What is needed ::
Every line of the entries below that mentions "numbers" is to be copied out.

═════ Records for the task ═════

PR #336, opened 2022-07-05
Add noSuggests check

mikemahoney218:
This PR adds the R-CMD-check-hard action, to ensure that we'll pass noSuggests checks going forward. It also includes code changes to make this new CI pass. Most of these are pretty minimal, skipping tests or examples without suggested packages; the most invasive is that `reg_intervals()` now calls `rlang::check_installed()` at its start.


mikemahoney218:
I didn't add a NEWS item because I don't _think_ this is user-facing, but happy to toss something in if there's something that's worth including.

juliasilge (approved):

PR #1406, opened 2026-09-16
fix(gui): cap the label card's value row so long bindings ellipsise

### LINKED ISSUE #1401: [Bug]: Scaling Bug
### Pre-flight checklist

### Which part of OpenLogi?

GUI (desktop app)

### OpenLogi version

0.8.4

### Operating system

Windows

### OS version & architecture

W11 Pro 25H2

### Device model

MX Anywhere 3S

### Affected area(s)

- [ ] Button remapping
- [ ] DPI control
- [ ] SmartShift
- [ ] Battery status
- [ ] Auto-update
- [x] Menu bar / tray
- [x] Other

### What happened?

Theres a small display issue, see screenshot.
My display resolution is 3200x2000 with a 175% zoom in Windows

Image

### Steps to reproduce

just open the settings

### Diagnostics report

```markdown
### OpenLogi Diagnostics

**App**
- OpenLogi (GUI): v0.8.4 (release)
- Agent: v0.8.4 (connected)
- IPC protocol: GUI 30 / agent 30
- Inventory: ready
- OS: Windows (x86_64)
- Launch at login: yes · Menu bar: no · Update check: off
- Config: schema 7 · 1 configured device(s) · thumbwheel 14

**Assets**
- Cache path: C:\Users\moritz.schuenemann\.local/share/openlogi\assets · Bundle assets: absent

**Devices (1)**
- MX Anywhere 3S — mouse (codename: MX Anywhere 3S)
  - Connection: Bluetooth (direct) · Online: yes · Battery: 45% (discharging, good)
  - DPI: 1000 dpi (range 200–8000, 157 steps)
  - Model: 0b037 (model-ids: b037/0000/0000, ext-model: 00)
  - Transports: BTLE
  - Render: mx_anywhere_3s · direct
```

### `openlogi list` output

```text

```

### Logs

```shell

```

costajohnt:
## Summary

On the device page, the button label cards beside the mouse render overflow their fixed width when the binding text is long: the leading icon pokes out the left border and the chevron out the right, symmetrically. The report is from Windows at 175% (#1401), but it is not a scaling or platform bug: with the synthetic model on macOS the default "Forward (Button 5)", "Horizontal Scroll" and "Cycle DPI Presets" overflow the same way, and every longer locale is worse.

The card is a `gpui_base::Button`, which sets `items_center` on its base before the caller's styles land. Under our `flex_col` that is cross-axis centring, so the inner value row keeps its natural width and, once wider than the card's content box, is centred and overflows both edges. The `flex_1` / `min_w_0` / `text_ellipsis` on the value text never gets a chance because the row it lives in has no width constraint.

Fix: `.max_w_full()` on the row. Long rows are capped at the content box and the value text ellipsises as the comment there always said it would; short rows keep their centred natural width, so nothing else on the page moves.

## Changes

- `openlogi-desktop`: `features/mouse/view.rs`, `.max_w_full()` on the label card's value row, with a comment explaining the geometry. Two single-use locals in `LabelTrigger::render` are inlined so the function stays inside clippy's `too_many_lines` budget without a suppression. A sentence claiming the leading icon is absent for the gesture summary was wrong (every `BindingLabel` carries one); the comment drops it and the field doc now says why the field is still an `Option`.
- `openlogi-desktop`: `debug_selector` markers on the card and its value row, and a `#[gpui::test]` (`long_bindings_stay_inside_their_label_card`) that renders the view at 1200px and asserts each value row's bounds sit inside its card. With `.max_w_full()` removed it fails with the Forward row at 206px over a 156px card, the same symmetric overflow as the report. It pins the locale to English under `LOCALE_LOCK`: another test in the binary leaves it at zh-CN, whose labels are short enough to fit and would have made this a false pass.

## Testing

- `cargo clippy -p openlogi-desktop --all-targets -- -D warnings`
- `cargo test -p openlogi-desktop` (222 tests; three back-to-back runs to check for locale races, all green; one more run with the cap removed to confirm the new test fails)
- `cargo xtask ci` on macOS aarch64: 8 passed (rustfmt, clippy, MSRV check, rustdoc, tests with `--all-targets`, publish closure, wasm, cargo-deny), 3 not run on this host (typos, Linux tests, Windows clippy), 1 failed: `shell`, on an shfmt spacing diff in `.claude/skills/openlogi-macos-permissions/scripts/diagnose.sh`, which this branch does not touch (local shfmt version; the diff is only `view.rs`).
- Reproduced on macOS without hardware: `openlogi-agent-mock` plus the desktop app, English and Russian locales. Before/after below.
- Not tested on Windows or Linux. Not runtime-tested on hardware: the change is layout only and the mock inventory renders the same cards.

## Screenshots

Before (macOS, English, mock agent, synthetic model):

before: Forward (Button 5) and the right-hand cards spill past both borders

After:

after: long bindings ellipsise inside the card

Same pair under the Russian locale, where every card overflowed: [before](https://raw.githubusercontent.com/costajohnt/OpenLogi/75a70f8f6d9dc2e80aca7e3787ea6a78313a48ec/1401-before-ru-macos.png), [after](https://raw.githubusercontent.com/costajohnt/OpenLogi/75a70f8f6d9dc2e80aca7e3787ea6a78313a48ec/1401-after-ru-macos.png).

Reporter's original (Windows 11, 175%, MX Anywhere 3S): see #1401.

## Not in this PR

The cap fixes the overflow, but the ellipsis budget is tight: the card's content box is 130px (156 minus border and `px_3`), and the icon, gaps and chevron take 44px, so a long binding shows about 86px of text. The reporter's own "Forward (Button 5)" reads as "Forward…" on macOS and will on Windows. `aria_description` still carries the full string. If you would rather the full name be reachable for sighted users too, a `Tooltip` on the card or a wider `LABEL_W` are the two options I saw; both change more than this issue asks for, so I left them out and would take either as a follow-up if you want it.

Fixes #1401


AprilNEA:
Thanks for the precise diagnosis — it's the same gpui-kit 0.6 Button change that broke the Settings theme grid and a few other bespoke buttons, so #1408 fixes it at the root (`items_stretch` on the card, plus the other sites). Your regression test is the right guard for #1401, so I've folded it into #1408 with you as co-author and will close this one once that lands.

costajohnt:
#1408 is in and covers everything here, so closing this one. Thanks for folding the test in and for the co-author credit, and good catch that the Button change hit the other cards too.

PR #307, opened 2015-05-06
Explicitly check if selector exists

philippec:
Simply checking the symbol address was not sufficient on iOS6.


philippec:
Following up to #306, it appears that in our Release build we were still trying to call `initWithDelegate:queue:options:` on iOS6. This explicit check makes sure that doesn't happen. We now have an App Store build that runs on iOS6.

PR #325, opened 2015-06-05
Taplytics Update: Added delayLoad and shakeMenu options and updated to latest version.

nemo:
Hey folks,

We've upgraded our SDK and added some options for starting up the SDK that a few clients were asking for.

The new options are:

- `delayLoad` (Number) – seconds to keep showing the splash screen until the experiments are loaded. Used for when running an experiment on the first page of the app.
- `shakeMenu` (Boolean) – If it should permanently disable the Shake Menu or not.

Thanks in advance! Let me know if this all looks good.

cc: @BayPhillips + @jonathannorris.


platedbay:
+1 for this!

Analytics/Integrations/Taplytics/SEGTaplyticsIntegration.m
```diff
@@ -94,6 +102,23 @@ - (NSString *)apiKey {
...
+    NSString *value = self.settings[@"delayLoad"];
+    
+    if (value != nil)
+        return [NSNumber numberWithInt:[value intValue]];
+    
+    return nil;
+}
+
+- (NSNumber *)shakeMenu {
+    NSString *value = self.settings[@"shakeMenu"];
```
f2prateek: I think the default serialization parses booleans as numbers so you'll have to do:

```obj-c
if ([(NSNumber *)[self.settings objectForKey:@"shakeMenu"] boolValue]) {
    return YES;
}
return NO;
```

Analytics/Integrations/Taplytics/SEGTaplyticsIntegration.m
```diff
@@ -28,9 +28,17 @@ - (id)init {
 }
 
 - (void)start {
-  [Taplytics startTaplyticsAPIKey:[self apiKey]];
+  NSDictionary *options = [[NSMutableDictionary alloc] init];
   
-  SEGLog(@"TaplyticsIntegration initialized with api key %@", [self apiKey]);
+  if ([self delayLoad])
+      [options setValue:[self delayLoad] forKey:@"delayLoad"];
```
f2prateek: Given that the Taplytics SDK is initialized asynchronously by the Segment SDK - does this setting actually work as mentioned when being used via Segment?

nemo: We believe so. Some initial tests showed that it worked internally. As long as the users end up initialize Segment in the `didFinishLaunching:` method.

We'll be testing this with a few clients over time and will modify as we go if there's any issues.

Analytics/Integrations/Taplytics/SEGTaplyticsIntegration.m
nemo: Oh cool, I'll edit that up right away.

Analytics/Integrations/Taplytics/SEGTaplyticsIntegration.m
f2prateek: Just to confirm it ok to to say `[options setValue:@0 forKey:@"delayLoad"];`?

nemo: Yup!

f2prateek:
Closed by #325

PR #326, opened 2015-06-08
Added delayLoad, and shakeMenu options for Taplytics. Removed random,…

f2prateek:
… old files in Tapstream's directory.

Upgraded Taplytics to latest version.

Made sure to grab shakeMenu as a number from Segment and turn it into a bool NSNumber for Taplytics.


Analytics/Integrations/Taplytics/SEGTaplyticsIntegration.m
```diff
@@ -94,6 +101,16 @@ - (NSString *)apiKey {
   return self.settings[@"apiKey"];
 }
 
+- (NSNumber *)delayLoad {
+    return (NSNumber *)[self.settings objectForKey:@"delayLoad"];
+}
+
+- (BOOL)shakeMenu {
```
nemo: Hey @f2prateek – we actually need shakeMenu to be an NSNumber with a value of @0 or @1. This will not work with our SDK. It looks like I may have sent the commit to my branch too late :(

f2prateek: Oops, thanks for catching that, I'll fix it.

nemo: No problem. Thanks for fixing!

Issue #278, opened 2015-03-23
CFBundleDisplayName


brianvoong:
SEGSegmentioIntegration.m

Line 77
NSDictionary *infoDictionary = [[NSBundle mainBundle] infoDictionary];

should be 
NSDictionary *infoDictionary = [[NSBundle mainBundle] localizedInfoDictionary];

otherwise it'll crash at 
Line 80
@"name": infoDictionary[@"CFBundleDisplayName"],

f2prateek:
I don't think the line numbers match up - https://github.com/segmentio/analytics-ios/blob/master/Analytics/Integrations/Segmentio/SEGSegmentioIntegration.m#L77.

Could you clarify what crash you are seeing as well?

brianvoong:
Oh, looks like I was on an old branch and the nil dictionary exception has been fixed to insert an empty string instead of nil.

In any case, I believe the current line on master:
https://github.com/segmentio/analytics-ios/blob/master/Analytics/Integrations/Segmentio/SEGSegmentioIntegration.m#L110

will get a dictionary that has an empty string for the constant CFBundleDisplayName for line:
https://github.com/segmentio/analytics-ios/blob/master/Analytics/Integrations/Segmentio/SEGSegmentioIntegration.m#L113

Using localizedInfoDictionary seems to be "better" for getting the app name.

f2prateek:
Cool, do you have any reference/docs why using localizedInfoDictionary might be better? Typically we try to keep analytics data indifferent to locale (so you don't end up with multiple app names for different regions).

besbes:
I'd suggest to revert this change and go back to using ``infoDictionary``. We're currently experiencing that on iOS 8.3, ``localizedInfoDictionary`` contains only the attributes that are actually localized in InfoPlist.strings, but does not include important attributes like ``CFBundleVersion`` and ``CFBundleShortVersionString``— in turn, this information is missing in our tracked events.

If you insist on using localized information, I'd suggest doing something like this:

    NSMutableDictionary *infoDictionary = [[[NSBundle mainBundle] infoDictionary] mutableCopy];
    [infoDictionary addEntriesFromDictionary:[[NSBundle mainBundle] localizedInfoDictionary]];

jklimaat:
I agree with @besbes' comment about the current behavior of `localizedInfoDictionary`.

[...]

PR #327, opened 2015-06-09
Use infoDictionary and override with values from localizedInfoDictionary

besbes:
This is related to issue #278


f2prateek:
Thanks!

PR #349, opened 2015-06-29
Localytics tests

f2prateek:


f2prateek:
failing because countly deleted their 3.0.0 tag

PR #355, opened 2015-07-06
UXCam SDK integration

richardgroves:
NB: Will not build as is due to a version problem with Countly - change their SDK version to 2.0.0 in integrations.json rather than 3.0.0 until they fix their CocoaPod.

Adding UXCam SDK to integrations.json
Adding SEGUXCamIntegration
Adding SEGUXCamIntegrationTests - very simple work in progress
Editing AnalyticsTest and settings.json files to add UXCam integration


f2prateek:
Committed the Podfile.lock in https://github.com/segmentio/analytics-ios/commit/189e0855920af6bc235c8dfa386694c1bf3dac40

richardgroves:
Thanks. Sorry about the PodFile.lock - am never sure if they should be committed or not.

PR #360, opened 2015-07-10
Add Apptimize root integration

f2prateek:


f2prateek:
@amillet89 This differs from the Android Apptimize root in 2 ways:

1. Events may be fired multiple times for a single experiment viewed 
2. Events will have the experimentId and variantId (their Android SDK doesn't expose this)

PR #380, opened 2015-07-24
fix Optimizely import for cocoapods 0.38.1

dcvz:
Due to a change in cocoapods the Optimizely framework is now built differently therefore Optimizely framework integration fails on build.

It won't pass any CI tests unless cocoapods 0.38.1 is being used.


f2prateek:
Should be fixed on master

PR #384, opened 2015-07-29
Kahuna iOS SDK 2.0.3 changes into Segment

sharekris:
NOTE : We are now using a new CocoaPod called "Kahuna". The old pod "KahunaSDK" is being deprecated. 

When this code gets released to CocoaPods, can someone from Segment change our pod in the Analytics.podspec from "KahunaSDK" to "Kahuna" ?

From :  "KahunaSDK": [ "1.0.570"] 
To :  "Kahuna" : ["2.0.3"]

That way the old POD is removed and replaced with the new POD. Here is our new POD spec https://github.com/CocoaPods/Specs/blob/master/Specs/Kahuna/2.0.3/Kahuna.podspec.json

### DIFF
--- a/Analytics.podspec
+++ b/Analytics.podspec
@@ -6,7 +6,7 @@ end
 
 Pod::Spec.new do |s|
   s.name            = "Analytics"
-  s.version         = "1.12.0"
+  s.version         = "1.12.1"
   s.summary         = "Segment analytics and marketing tools library for iOS."
   s.homepage        = "https://segment.com/libraries/ios"
   s.license         = { :type => "MIT", :file => "License.md" }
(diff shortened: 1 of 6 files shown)


f2prateek:
@sharekris You can do it by updating the reference here - https://github.com/segmentio/analytics-ios/blob/master/scripts/integrations.json#L65, and run `make build` which will update the references in the Podfile.

As for this PR, could you please squash these changes into one commit, and make sure that the CI passes? Let me know if you need any help with the CI errors.

sharekris:
@f2prateek I am referring to the Analytics.podspec itself change its reference from KahunaSDK to Kahuna since we now have a new pod called "Kahuna". https://github.com/CocoaPods/Specs/tree/master/Specs/Analytics

I am assuming customers integrating with Segment will use the 'Analytics' pod directly instead of including individual pods in their Podfile. 

I will create a new branch with the above changes squash committed and create a new PR.

f2prateek:
Ah I see, that will get updated when we make a release. We can't change it for the older releases, only newer releases will use the `Kahuna` pod.

PR #385, opened 2015-07-29
Squashed commit of the following:

sharekris:
Podfile.lock changed to use 2.0.3 after running make build.
    Merge pull request #1 from sharekris/updating_code_for_2.0.2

═════

Written solution ::
f2prateek: I think the default serialization parses booleans as numbers so you'll have to do:
I don't think the line numbers match up - https://github.com/segmentio/analytics-ios/blob/master/Analytics/Integrations/Segmentio/SEGSegmentioIntegration.m#L77.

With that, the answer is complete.